Task objective
Every line from the beginning of the records below up to the one holding "However, the entire" should be quoted exactly; leave out the rest.

Saved entries
Content starts
PR #1794, opened 2026-04-01
#451: mac gatekeeper quarantine removal

### LINKED ISSUE #451: Make IDEasy usable on MacOS with active Gatekeeper
On modern MacOS devices gatekeeper is most likely activated to increase security.
As a result apps downloaded from the Internet, cannot be opened without strange quirks.
However, the entire purpose of IDEasy is to download apps from the internet and allow you to start them.
Therefore, with the MacOS gatekeeper active currently IDEasy is almost not usable since every app will open a popup like this:
macos-app-will-damage-your-computer-move-to-trash
Normal users will not know how to proceed since `Cancel` will prevent that the app is opened and `Move to trash` is even worse and will delete the  app and break the installation that was just created by IDEasy.
There are some security mechanisms implemented in IDEasy that do checksum verification.

Surely the vendors like the apache software foundation could potentially publish a new release of their tool with evil code that will erase your disc or encrypt all your files and ask for ransom. However, open-source software is based on trust and transparency. If a prominent OSS tool would ever do that it will kill its entire reputation for the tool and the foundation behind it - forever.
Also since we test releases upfront, we hopefully notice and would ban the release from our urls repository so that it does not reach our users.

I just researched the topic and studied [this article](https://www.idownloadblog.com/2017/04/20/fix-application-from-internet-gatekeeper/).

So after reading all the options, I come to conclusion that we should try to run something like this on the macos app after the installation:
```
xattr -d com.apple.quarantine /path-to-app
```
I am unsure if that operation will work for the entire app or has to be called recursively for every file in the app.

shodiBoy1:
### This PR fixes #451 

### Implemented changes:

 On modern macOS (15.1+, Apple Silicon), just removing com.apple.quarantine didn't work - unsigned apps still showed the "is damaged" popup. Tested this on a real M1 Pro with IntelliJ CE and Android Studio.       
                                                                                                                                                                                                                      
  The fix does two things after extraction:                                                                                                                                                                           
  - xattr -cr to clear all extended attributes (quarantine, resource forks, etc.)                                                                                                                                   
  - codesign --force --deep --sign - to ad-hoc sign the .app bundle - but only if it's not already properly signed (so we don't break notarized apps like Eclipse)                                                    
                                                                                                                                                                                                                    
  Other changes:                                                                                                                                                                                                      
- Version file (.ide.software.version) stays at rootDir instead of being copied inside the .app, because codesigning seals the bundle and any writes after that break it                                                         
- linkDir now correctly points inside the .app bundle (e.g. Contents/MacOS) where the binary lives. The symlink target changed, so getInstalledVersion() was updated to resolve the symlink back to rootDir via getValidInstalledSoftwareRepoPath to find the version file                                                                                                                                                                       
- Added ProcessErrorHandling to codesign calls - NONE for the verification step (failure is expected for unsigned apps) and LOG_WARNING for the signing step                                                            
- Removed findBinDir() from MacOsHelper and the getToolBinPath() macOS workaround - both were redundant after fixing the linkDir assignment                                                                                      
- Updated tests to use getInstalledVersion() instead of checking the version file through the symlink   
---

## Checklist for this PR

  with `internal`


cli/src/main/java/com/devonfw/tools/ide/io/FileAccessImpl.java
```diff
@@ -706,6 +706,7 @@ public void extract(Path archiveFile, Path targetDir, Consumer<Path> postExtract
     postExtractHook(postExtractHook, properInstallDir);
     move(properInstallDir, targetDir);
     delete(tmpDir);
+    removeQuarantineAttribute(targetDir);
```
hohwille: This should only happen for an application. The `extract` function is generic and can also be used to extract a ZIP file with pure data or config that is not an application. Please note that the executed `xattr` command will typically trigger a popup with password request so this should only appear for applications (ideally only if they are not signed).
Please check PR #453 where this was already done in the right place.

hohwille (changes requested):
@shodiBoy1 thanks for your PR. Great that you are working on this nasty problem that is currently blocking Mac users and renders the UX of IDEasy on Mac void. 👍 
Currently, I do not see the difference in the `xattr` compared to PR #453. Can you explain why this should fix the problem now? Have you tested this approach on MacOS and it worked for unsigned apps like e.g. IntelliJ?

FYI: Did you also see this comment? https://github.com/devonfw/IDEasy/issues/451#issuecomment-2211455935
When we remove the `quarantine` attribute, MacOS protected the app directory and we cannot make any modifications to it after that. This IMHO implies that we cannot keep the current solution with the `.ide.software.version` file that we simply copy to the `linkDir` as a workaround. Maybe it could work if we do that before we remove the `quarantine` attribute?
Further, in PR #453 @jan-vcapgemini made a review comment that this `xattr` execution should be moved to `MacOsHelper` what makes sense to me and should be followed.

shodiBoy1:
previous fix was wrong  just doing xattr -r -d com.apple.quarantine isn't enough on macOS 15.1+ with Apple Silicon. Unsigned apps still get blocked even without the quarantine attribute.

new fix xattr -cr to clear all extended attributes, then codesign --force --deep --sign - to ad-hoc sign the .app bundle. The codesign part is what actually makes it work. I skip signing if codesign -v passes so we don't break already notarized apps like Eclipse.

Moved the logic into MacOsHelper.removeQuarantineAttribute() and it's called from LocalToolCommandlet.installTool() now, not from extract.

.ide.software.version stays at rootDir can't write inside the .app after codesigning or you get "Operation not permitted". Version file is written before signing so no issue there.

Tested with IntelliJ CE and Android Studio on M1 Pro, works fine.

cli/src/main/java/com/devonfw/tools/ide/os/MacOsHelper.java
```diff
@@ -48,10 +55,54 @@ public MacOsHelper(IdeContext context) {
...
+      return;
+    }
+    if (this.context == null) {
+      LOG.debug("Cannot fix Gatekeeper for {} - no context available", path);
+      return;
+    }
+    // clear all extended attributes (quarantine, resource forks, etc.)
+    LOG.debug("Clearing extended attributes from {}", path);
+    try {
+      this.context.newProcess().executable("xattr").addArgs("-cr", path).run(ProcessMode.DEFAULT_SILENT);
```
hohwille, line 83: isn't this causing a popup where the user has to confirm admin operation on MacOS (maybe even with password)?
If not, just comment and resolve this thread.
If yes, you should log before on interaction that we need to remove quarantine what is a restricted operation (see e.g. #415).

cli/src/main/java/com/devonfw/tools/ide/os/MacOsHelper.java
```diff
@@ -48,10 +55,54 @@ public MacOsHelper(IdeContext context) {
...
+    } catch (Exception e) {
+      LOG.trace("Could not clear extended attributes from {}: {}", path, e.getMessage());
```
hohwille: IMHO we should log errors on warn or at least info.
```suggestion
      LOG.warn("Could not clear extended attributes from {}: {}", path, e.getMessage(), e);
```

cli/src/main/java/com/devonfw/tools/ide/os/MacOsHelper.java
```diff
@@ -48,10 +55,54 @@ public MacOsHelper(IdeContext context) {
...
+        if (!verifyResult.isSuccessful()) {
+          LOG.debug("Ad-hoc codesigning {}", appDir);
+          ProcessResult signResult = this.context.newProcess().executable("codesign")
+              .addArgs("--force", "--deep", "--sign", "-", appDir).run(ProcessMode.DEFAULT_SILENT);
+          if (!signResult.isSuccessful()) {
+            LOG.warn("Could not codesign {} - app may be blocked by Gatekeeper", appDir);
+          }
+        }
+      } catch (Exception e) {
+        LOG.trace("Codesign not available for {}: {}", appDir, e.getMessage());
```
hohwille: same here? Raise to info or warn, always include the exception itself so stracktrace can be seen.
BTW: If I am not mistaken, we only print stacktraces if log-level is error or otherwise if debug or trace is activated.

cli/src/main/java/com/devonfw/tools/ide/os/MacOsHelper.java
hohwille: Do we always have to do this? There are apps for MacOS where all is working without this.
Should we have a black or whitelist?

cli/src/main/java/com/devonfw/tools/ide/tool/ToolCommandlet.java
```diff
@@ -520,13 +518,6 @@ protected ToolInstallation createToolInstallation(Path rootDir, VersionIdentifie
   protected ToolInstallation createToolInstallation(Path rootDir, Path linkDir, Path binDir, VersionIdentifier version, boolean newInstallation,
       EnvironmentContext environmentContext, boolean additionalInstallation) {
 
-    if (linkDir != rootDir) {
-      assert (!linkDir.equals(rootDir));
-      Path toolVersionFile = rootDir.resolve(IdeContext.FILE_SOFTWARE_VERSION);
-      if (Files.exists(toolVersionFile)) {
-        this.context.getFileAccess().copy(toolVersionFile, linkDir, FileCopyMode.COPY_FILE_OVERRIDE);
-      }
-    }
```
hohwille, line 529: This might be problematic on macos, but if you remove it, you also need to fix the code to determine the tool version that you broke by just removing this code-block.

hohwille (approved):
@shodiBoy1 thanks for your update. Now this looks way more promising. 👍 
However, there are still things to clarify before we can merge.

CHANGELOG.adoc
```diff
@@ -18,6 +18,7 @@ Release with new features and bugfixes:
 * https://github.com/devonfw/IDEasy/issues/1702[#1702]: UI Buttons do not scale properly with window resize
 * https://github.com/devonfw/IDEasy/issues/1751[#1751]: Add go commandlet (go-lang support)
 * https://github.com/devonfw/IDEasy/issues/1732[#1732]: Add stash support for git-pull
+* https://github.com/devonfw/IDEasy/issues/451[#451]: Automatically remove macOS quarantine attribute after tool extraction
```
hohwille: I resolved the merge conflict.
But this line still needs to be moved up.
Maybe even to 2026.05.001 that is not yet added to the CHANGELOG.

cli/src/main/java/com/devonfw/tools/ide/os/MacOsHelper.java
shodiBoy1: xattr -cr doesnt cause any popup or password request  at least while testing on my mac I never got any popup. It just works on files the current user owns, no admin needed.                                                 
                                                                                                                                                                                                                                 
about the whitelist/blacklist right now xattr -cr runs for every tool but its fast and harmless for tools. codesigning part only runs for unsigned .app bundles (we check with codesign -v first, so signed apps like Eclipse are left alone). I can add a check to skip xattr -cr entirely when theres no .app bundle if you want?

cli/src/main/java/com/devonfw/tools/ide/tool/ToolCommandlet.java
shodiBoy1: version detection still works just a different approach. before, linkDir pointed inside the .app bundle so the symlink landed there, and the version file had to be copied from rootDir into linkDir. 
in my fix linkDir == rootDir, so the symlink points to the top level directory where the version file is already written no copy needed. 
also copying into the .app bundle would break after codesigning since macOS seals it. binaries are still found correctly through findBinDir() in getToolBinPath() which navigates into the .app bundle to find executables.

cli/src/main/java/com/devonfw/tools/ide/os/MacOsHelper.java
shodiBoy1: yep, changed both to LOG.warn with the exception included so it shows the exception info at warn level and full stacktrace when running in debug mode.

CHANGELOG.adoc
shodiBoy1: moved changelog entry up to 2026.04.002

cli/src/main/java/com/devonfw/tools/ide/tool/ToolCommandlet.java
shodiBoy1: @hohwille you were right, I didn't fully understand how linkDir and rootDir work together. i broke the linkDir assignment by collapsing two lines into one. I restored it so linkDir points inside the  
  .app bundle again. instead of copying the version file into the bundle (which would break codesigning), I changed getInstalledVersion to follow the symlink back to rootDir where the version file already lives.

cli/src/main/java/com/devonfw/tools/ide/tool/LocalToolCommandlet.java
```diff
@@ -416,13 +422,17 @@ private String getEdition(Path toolRepoFolder, Path toolInstallFolder) {
   }
 
   private Path getInstalledSoftwareRepoPath(Path toolPath) {
+    return getInstalledSoftwareRepoPath(toolPath, false);
```
hohwille, line 425: Shouldn't the default be `true` to keep existing behaviour or did you check all existing usages and change to explicit call with `true` as argument where the logging still makes sense?

cli/src/main/java/com/devonfw/tools/ide/tool/ToolCommandlet.java
hohwille: Great. Via `getInstalledSoftwareRepoPath` you are now resolving the top-level directory where the version file is located also in case of a mac app.
On windows and linux this should not cause any harm. It surely will cost some extra millis to resolve the link but that should not matter.

cli/src/test/java/com/devonfw/tools/ide/tool/aws/AwsTest.java
```diff
@@ -103,7 +103,8 @@ void testAwsPrintHelp() {
 
   private void checkInstallation(IdeTestContext context) {
 
-    assertThat(context.getSoftwarePath().resolve("aws/.ide.software.version")).exists().hasContent("2.24.15");
+    Aws commandlet = new Aws(context);
```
Content ends
Reply
PR #1794, opened 2026-04-01
#451: mac gatekeeper quarantine removal

### LINKED ISSUE #451: Make IDEasy usable on MacOS with active Gatekeeper
On modern MacOS devices gatekeeper is most likely activated to increase security.
As a result apps downloaded from the Internet, cannot be opened without strange quirks.
However, the entire purpose of IDEasy is to download apps from the internet and allow you to start them.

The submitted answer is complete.